Reporting quality of trial protocols improved for non-regulated interventions but not regulated interventions: a repeated cross-sectional study.
Lohner S., Gryaznov D., von Niederhäusern B., Speich B., Kasenda B., Ojeda-Ruiz E., Schandelmaier S., Mertz D., Odutayo A., Tomonaga Y., Amstutz A., Pauli-Magnus C., Gloy V., Bischoff K., Wollmann K., Rehner L., Meerpohl JJ., Nordmann A., Klatte K., Ghosh N., Heravi AT., Wong J., Chow N., Hong PJ., Cord KM., Sricharoenchai S., Busse JW., Agarwal A., Saccilotto R., Schwenkglenks M., Moffa G., Hemkens LG., Hopewell S., von Elm E., Blümle A., Briel M.
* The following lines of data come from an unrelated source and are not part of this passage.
Issue #7462, opened 2020-12-05
Interactive story counter doesn't update


aleronupe:
**Rasa version**: 2.1.1

**Python version**: Python 3.7.9

**Operating system** (windows, osx, ...): Linux

**Issue**: The number of each interactive story generated does not update between executions of the `rasa interactive ` command, because the counter used at ` _write_stories_to_file` function at `rasa/training/interactive.py` does not recognize previous interactive stories generated.

**Error (including full traceback)**:

[<span class="image-wrap" style="">![](https://user-images.githubusercontent.com/37146204/101261832-ac09d380-3718-11eb-9d4d-00526a205df5.png)</span>](https://user-images.githubusercontent.com/37146204/101261832-ac09d380-3718-11eb-9d4d-00526a205df5.png)

**Command or request that led to error**:

 rasa interactive

sara-tagger:
Thanks for raising this issue, @kalkbrennerei will get back to you about it soon✨

###### Please also check out the [docs](https://rasa.com/docs/) and the [forum](https://forum.rasa.com/) in case your issue was raised there too 🤗

kalkbrennerei:
Hi @aleronupe! Thanks for bringing this up and also for the details! ✨

rafaelteodosio:
Hi, I would like to know if someone is already working on this issue and if it still relevant

PR #8086, opened 2021-03-02
Fix Interactive story counter

rafaelteodosio:
**Proposed changes**:
- Fix bug Interactive story counter doesn't update
- Resolve [#7462](https://github.com/RasaHQ/rasa/issues/7462)

**Status**:


rasa/core/training/interactive.py
```diff
@@ -816,10 +816,15 @@ def _write_stories_to_file(
     else:
         append_write = "w"  # make a new file if not
 
+    with open(
+        export_story_path, "r", encoding=rasa.shared.utils.io.DEFAULT_ENCODING
+    ) as f:
+        i = sum(1 for s in f if 'interactive_story_' in s) + 1  # count the times string 'interactive story' occur in file
```
tmbo, line 822: let's make `interactive_story_ ` a constant to ensure it stays the same between this line and L831

tmbo, line 822: while we are here, let's give that `i` a more expressive name

rasa/core/training/interactive.py
```diff
@@ -816,10 +816,15 @@ def _write_stories_to_file(
     else:
         append_write = "w"  # make a new file if not
 
+    with open(
```
tmbo, line 819: do you mind adding a test to check this will work in the future?

tmbo (changes requested):
Thanks a lot for the fix on the interactive learning dumping. Do you mind taking a look at adding a test and a changelog entry? Let me know if you need pointers 🙂

rafaelteodosio:
Ok @tmbo , @joaoCeilandia and I will make the requested changes, thanks for your time.

sara-tagger:

rafaelteodosio:
@tmbo We made the requested changes, our only doubt is about the Tests, we don't know if it's right 😅

joaoCeilandia:
I don't know if we could do this, but can i request your review here @melindaloubser1? We need this for a subject of our college.

melindaloubser1:
I think since @tmbo  has been following this PR, it's best if he does a final review of it. It needs a test to be written as well.

joaoCeilandia:
Ok, thanks for your time and support @melindaloubser1 .

rasa/core/training/interactive.py
joaoCeilandia: @rafaelteodosio and i don't know how make the requested test. @tmbo could you give us some advices?

joejuzl: Look here `tests/core/training/test_interactive.py`. You can write a test that exports twice and assert that the correct count is used for both.

joejuzl (changes requested):
Hey @rafaelteodosio - any progress with this?

Issue #8092, opened 2021-03-03
python-socketio and python-engineio versions are incompatible


adrianvisovan:
**Rasa version**: 2.3.4

**Socket.IO Javacsript client version**: 3.1.2

**Operating system**: osx

**Issue**: Connecting to Rasa 2.3.4 using socket.io is not possible due to the versions incompatibility of python-socketio and python-engineio.

According to the official [python-socketio documentation](https://python-socketio.readthedocs.io/en/latest/intro.html#version-compatibility), if the version of the python-socketio is 5.X, then the version of python-engineio should be 4.X.

Solution could be to increment the version of python-engineio dependency to at least 4.0.0

**Error**:
```
message async handler error
Traceback (most recent call last):
  File "/opt/venv/lib/python3.8/site-packages/engineio/asyncio_server.py", line 423, in _trigger_event
    ret = await self.handlers[event](*args)
  File "/opt/venv/lib/python3.8/site-packages/socketio/asyncio_server.py", line 524, in _handle_eio_message
    await self._handle_connect(eio_sid, pkt.namespace)
  File "/opt/venv/lib/python3.8/site-packages/socketio/asyncio_server.py", line 408, in _handle_connect
    sid = self.manager.connect(eio_sid, namespace)
  File "/opt/venv/lib/python3.8/site-packages/socketio/base_manager.py", line 46, in connect
    sid = self.server.eio.generate_id()
AttributeError: 'AsyncServer' object has no attribute 'generate_id'
```

**Command or request that led to error**:
```
Connecting to Rasa 2.3.4 using socketio from the Javascript socket.io-client:

io('http://localhost:5005', {
      path: '/socket.io/',
      transports: ['websocket']
    })

```

**Content of configuration file (credentials.yml)** 
```yml
socketio:
  user_message_evt: user_uttered
  bot_message_evt: bot_uttered
  session_persistence: false

```

sara-tagger:
Thanks for raising this issue, @samsucik will get back to you about it soon✨

###### Please also check out the [docs](https://rasa.com/docs/) and the [forum](https://forum.rasa.com/) in case your issue was raised there too 🤗

kietdinh:
Is this fixed in 2.4.0?

nmhjoyal:
> Is this fixed in 2.4.0?

Also awaiting a fix for this. Our project uses pip-tools which will not allow us to upgrade Rasa to latest version until the dependencies are compatible

[...]

PR #8099, opened 2021-03-03
Bump python-engineio

pheel:
Fixes https://github.com/RasaHQ/rasa/issues/8092


sara-tagger:

pyproject.toml
```diff
@@ -101,8 +101,8 @@ multidict = "^4.6"
 aiohttp = "~3.6"
 questionary = "~1.5.1"
 prompt-toolkit = "^2.0"
-python-socketio = ">=4.4,<6"
-python-engineio = ">=3.11,<3.14"
+python-socketio = ">=5,<6"
```
joejuzl, line 104: is there a specific reason we need to change the `python-socketio` version range?

pyproject.toml
```diff
@@ -101,8 +101,8 @@ multidict = "^4.6"
...
+python-engineio = ">=4,<5"
```
joejuzl, line 105: is there a specific reason we have to increase the minimum bound?

joejuzl (changes requested):

pyproject.toml
pheel: Because of `>=4.4,<6`, `python-socketio` accidentally got bumped to `5`, which is incompatible with `python-engineio >=3.11,<3.14`. `python-socketio` and `python-engineio` need to be lockstep, as explained by rgstephens here: https://github.com/botfront/rasa-webchat/issues/344

joejuzl: Sure, but can't poetry handle finding compatible versions if there exists a valid overlap?

pheel: That would have been the hope, but there's no denying something went wrong [here](https://github.com/RasaHQ/rasa/pull/7479).

pheel: For some reason, `poetry` seems to have a leaning for 5.0.0 for `python-socketio`. [Correct deps are defined from 5.0.1.](https://github.com/miguelgrinberg/python-socketio/commit/d2bb2b12e536036e34d94a1ad87e0d48a1a504a8). So there's another potential solution.

joejuzl: ok I see 👍 
Would it be possible to just exclude `python-socketio 5.0.0`? 
We would like to be able to keep a wider range.

tmbo:
fixed as part of #8343

PR #8103, opened 2021-03-03
Added JWT Authentication to Socket.IO Channel

b-quachtran:
**Proposed changes**:
- Added JWT Authentication to Socket.IO Channel
- Exposed `jwt_key` and `jwt_method` parameter inputs in credentials.yml for the Socket channel


b-quachtran:
@wochinge Does this approach to JWT authentication in the Socket channel make sense? (I'm still in the process of creating test cases, but just want to get a sanity check before I keep going).

rasa/core/channels/socketio.py
```diff
@@ -175,8 +201,17 @@ async def health(_: Request) -> HTTPResponse:
             return response.json({"status": "ok"})
 
         @sio.on("connect", namespace=self.namespace)
-        async def connect(sid: Text, _) -> None:
-            logger.debug(f"User {sid} connected to socketIO endpoint.")
+        async def connect(sid: Text, environ: Dict) -> None:
```
wochinge, line 204: according the docs there is also an `auth` parameter (https://python-socketio.readthedocs.io/en/latest/server.html#defining-event-handlers) which seems to be the better fit:

wochinge (commented):
I think the approach is good! Would probably only try to deduplicate the code a bit in respects to the current `rasa` channel implementation

rasa/core/channels/rasa_chat.py
```diff
@@ -7,11 +7,9 @@
 import jwt
 import jwt.exceptions
 
-from rasa.core import constants
-from rasa.core.channels.channel import InputChannel
+from rasa.core.channels.channel import InputChannel, _decode_jwt
```
wochinge, line 10: can please reference functions by module? And in this case the function should also made public

rasa/core/channels/socketio.py
```diff
@@ -177,8 +191,20 @@ async def health(_: Request) -> HTTPResponse:
...
+                jwt_payload = None
+                if auth and auth.get("token"):
+                    jwt_payload = _decode_bearer_token(
+                        auth.get("token"), self.jwt_key, self.jwt_algorithm,
+                    )
+
+                if jwt_payload:
+                    logger.debug(f"User {sid} connected to socketIO endpoint.")
+                else:
+                    return False
```
wochinge, line 205: return `False` and the type annotation says `-> None`?

tests/core/test_channels.py
```diff
@@ -369,6 +370,75 @@ def test_socketio_channel():
     assert routes_list["handle_request"].startswith("/socket.io")
 
 
+async def test_socketio_channel_jwt_authentication():
+    import jwt
+    from rasa.core.channels.channel import _decode_bearer_token
+    from rasa.core.channels.socketio import SocketIOInput
```
wochinge, line 376: why do we need local imports? We should always use global imports except to avoid cyclic imports or performance reasons

rasa/core/channels/socketio.py
b-quachtran: Ah sorry, being sloppy

tests/core/test_channels.py
```diff
@@ -369,6 +372,71 @@ def test_socketio_channel():
...
+        bot_message_evt="bot_uttered",
+        # socket.io namespace to use for the messages
+        namespace=None,
+        # public key for JWT methods
+        jwt_key=public_key,
+        # method used for the signature of the JWT authentication payload
+        jwt_method=jwt_algorithm,
+    )
+
+    _ = rasa.core.run.configure_app([input_channel], port=5004)
```
wochinge, line 395: is this actually needed?

rasa/core/channels/channel.py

OBJECTIVES: To investigate the adherence of randomised controlled trial (RCT) protocols evaluating non-regulated interventions (including dietary interventions, surgical procedures, behavioural and lifestyle interventions, and exercise programmes) in comparison with regulated interventions to the Standard Protocol Items: Recommendations for Interventional Trials (SPIRIT) 2013 Statement. METHODS: We conducted a repeated cross-sectional investigation in a random sample of RCT protocols approved in 2012 (n=257) or 2016 (n=292) by research ethics committees in Switzerland, Germany, or Canada. We investigated the proportion of accurately reported SPIRIT checklist items in protocols of trials with non-regulated as compared to regulated interventions. RESULTS: Overall, 131 (24%) of trial protocols tested non-regulated interventions. In 2012, the median proportion of SPIRIT items reported in these protocols (59%, interquartile range [IQR], 53%-69%) was lower than in protocols with regulated interventions (median, 74%, IQR, 66%-80%). In 2016, the reporting quality of protocols with non-regulated interventions (median, 75%, IQR, 62%-83%) improved to the level of regulated intervention protocols, which had not changed on average. CONCLUSIONS: Reporting of RCT protocols evaluating non-regulated interventions improved between 2012 and 2016, although remained suboptimal. SPIRIT recommendations need to be further endorsed by researchers, ethics committees, funding agencies, and journals to optimize reporting of RCT protocols.